• _Task material_

PR #610, opened 2022-09-27
Fix shellcheck warnings in #607

sonic2kk:
Fixes all warnings/style messages of `shellcheck steamtinkerlaunch`. The biggest change is that `mapfile` is used to generate the array (removes the need for the `IFS` stuff). `[*]` is also used in the if blocks to expand the `MATCHES` array.

I also noticed a small issue which I fixed in this PR: I forgot to use `grep -i` when checking on `GAMENAME`, which meant checks on that var weren't case-insensitive. That has been fixed.

I did some pretty extensive testing to try and make *absolutely* sure that I didn't inadvertently break anything while trying to fix these warnings. Everything seems to work just as it did before.

I'll be sure to run `shellcheck` in future before submitting PRs.

### DIFF
--- a/steamtinkerlaunch
+++ b/steamtinkerlaunch
@@ -6705,23 +6705,20 @@ function getIDFromTitle {
 	else
 		# Search for all meta files with a partial match for their `NAME` field
 		# Search on `NAME` primarily, fallback to `GAMENAME`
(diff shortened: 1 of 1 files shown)


frostworx:
thank you so much! ❤

PR #82, opened 2026-04-03
feat(rm): add purge support for force delete

overtrue:
## Summary
- add a `rm --purge` flag that sends the RustFS force-delete header for single-object and recursive deletes
- add purge-aware delete helpers in the S3 adapter and cover the request header behavior with unit tests
- add an integration test that verifies normal deletes leave a delete marker while `--purge` permanently removes versioned objects

## Background
RustFS already supports permanent deletion through the `x-rustfs-force-delete: true` request header, but the CLI did not expose that capability. As a result, versioned deletes always produced delete markers even when the backend could perform a permanent delete.

## Validation
- `cargo fmt --all`
- `cargo test --workspace`
- `TEST_S3_ENDPOINT=http://localhost:9000 TEST_S3_ACCESS_KEY=accesskey TEST_S3_SECRET_KEY=secretkey cargo test --package rustfs-cli --test integration --features integration version_operations::test_rm_purge_permanently_deletes_versioned_object -- --exact --nocapture`

### DIFF
--- a/Cargo.lock
+++ b/Cargo.lock
@@ -74,6 +74,16 @@ source = "registry+https://github.com/rust-lang/crates.io-index"
 checksum = "a23eb6b1614318a8071c9b2521f36b424b2c83db5eb3a0fead4a6c0809af6e61"
 
 [[package]]
+name = "assert-json-diff"
+version = "2.0.2"
+source = "registry+https://github.com/rust-lang/crates.io-index"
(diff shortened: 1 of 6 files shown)


weisd:
https://github.com/rustfs/rustfs/issues/2222
https://github.com/rustfs/rustfs/issues/768

PR #107, opened 2026-04-10
test(cli): cover cors XML alias gaps

overtrue:
## Summary
This PR adds focused regression coverage for two untested CORS paths introduced by the recent bucket CORS feature work.

The first gap was XML normalization when optional header fields are present but blank. The JSON parser path already had coverage for trimming empty `allowedHeaders` and `exposeHeaders`, but the XML path did not. This matters because `rc bucket cors set` accepts both JSON and XML inputs, and users can reasonably provide empty XML elements from exported or hand-edited configs.

The second gap was the deprecated top-level `rc cors get` alias. The newer nested `rc bucket cors get` path already had parser coverage, and `rc cors remove` was covered, but the top-level `get` alias was not. This PR verifies that the compatibility path still resolves to the list command and preserves the bucket argument.

## Validation
I attempted to run `make pre-commit` as requested by the automation, but this repository currently has no `Makefile` and no `pre-commit` target. I therefore ran the documented repository checks directly:

- `cargo fmt --all --check`
- `cargo test --workspace`

All of the above passed.

### DIFF
--- a/crates/cli/src/commands/cors.rs
+++ b/crates/cli/src/commands/cors.rs
@@ -680,6 +680,28 @@ mod tests {
     }
 
     #[test]
+    fn test_parse_cors_configuration_xml_drops_blank_optional_headers() {
+        let config = parse_cors_configuration(
+            r#"
+<CORSConfiguration>
+  <CORSRule>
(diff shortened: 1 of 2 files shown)


overtrue:
Consolidated into #137.

PR #113, opened 2026-04-12
test(rm): cover delete option default paths

overtrue:
## Summary
This PR adds focused regression coverage for the default branch of the recent delete-options work introduced for `rm --purge`.

The recent change added `DeleteRequestOptions` and threaded it through the CLI and S3 delete paths so RustFS-specific purge requests can attach the `x-rustfs-force-delete` header. The force-delete path was already covered, but the default path was not. That left a gap where a future change could accidentally enable the purge header for ordinary deletes without a targeted test catching it.

## Root cause
The original follow-up tests centered on the new behavior when `--purge` is enabled. They did not assert the inverse behavior for the unchanged default flow.

## Fix
This PR adds two narrow tests:

- a CLI-layer unit test that verifies `delete_request_options()` keeps `force_delete` disabled when `--purge` is not set
- an S3 client unit test that verifies batch delete requests omit the RustFS force-delete header when default options are used

These tests stay inside the recently changed delete-options surface and do not alter runtime behavior.

## Validation
I could not run `make pre-commit` because this repository checkout does not contain a `Makefile` or a `pre-commit` target. I ran the documented equivalent checks from `AGENTS.md` instead:

- `cargo fmt --all --check`
- `cargo test --workspace`

### DIFF
--- a/crates/cli/src/commands/rm.rs
+++ b/crates/cli/src/commands/rm.rs
@@ -436,4 +436,21 @@ mod tests {
         let options = delete_request_options(&args);
         assert!(options.force_delete);
     }
+
+    #[test]
+    fn test_delete_request_options_disable_force_delete_without_purge() {
+        let args = RmArgs {
+            paths: vec!["test/bucket/object.txt".to_string()],
+            recursive: false,
+            force: false,
+            dry_run: false,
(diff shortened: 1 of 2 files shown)


overtrue:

• _Exercise_
In the listing above, find the line with "--- a/crates/cli/src/commands/cors.rs" and the line with "This PR adds two". Output those two lines and every line between them, exactly as written.

• _Your solution_
--- a/crates/cli/src/commands/cors.rs
+++ b/crates/cli/src/commands/cors.rs
@@ -680,6 +680,28 @@ mod tests {
     }
 
     #[test]
+    fn test_parse_cors_configuration_xml_drops_blank_optional_headers() {
+        let config = parse_cors_configuration(
+            r#"
+<CORSConfiguration>
+  <CORSRule>
(diff shortened: 1 of 2 files shown)


overtrue:
Consolidated into #137.

PR #113, opened 2026-04-12
test(rm): cover delete option default paths

overtrue:
## Summary
This PR adds focused regression coverage for the default branch of the recent delete-options work introduced for `rm --purge`.

The recent change added `DeleteRequestOptions` and threaded it through the CLI and S3 delete paths so RustFS-specific purge requests can attach the `x-rustfs-force-delete` header. The force-delete path was already covered, but the default path was not. That left a gap where a future change could accidentally enable the purge header for ordinary deletes without a targeted test catching it.

## Root cause
The original follow-up tests centered on the new behavior when `--purge` is enabled. They did not assert the inverse behavior for the unchanged default flow.

## Fix
This PR adds two narrow tests:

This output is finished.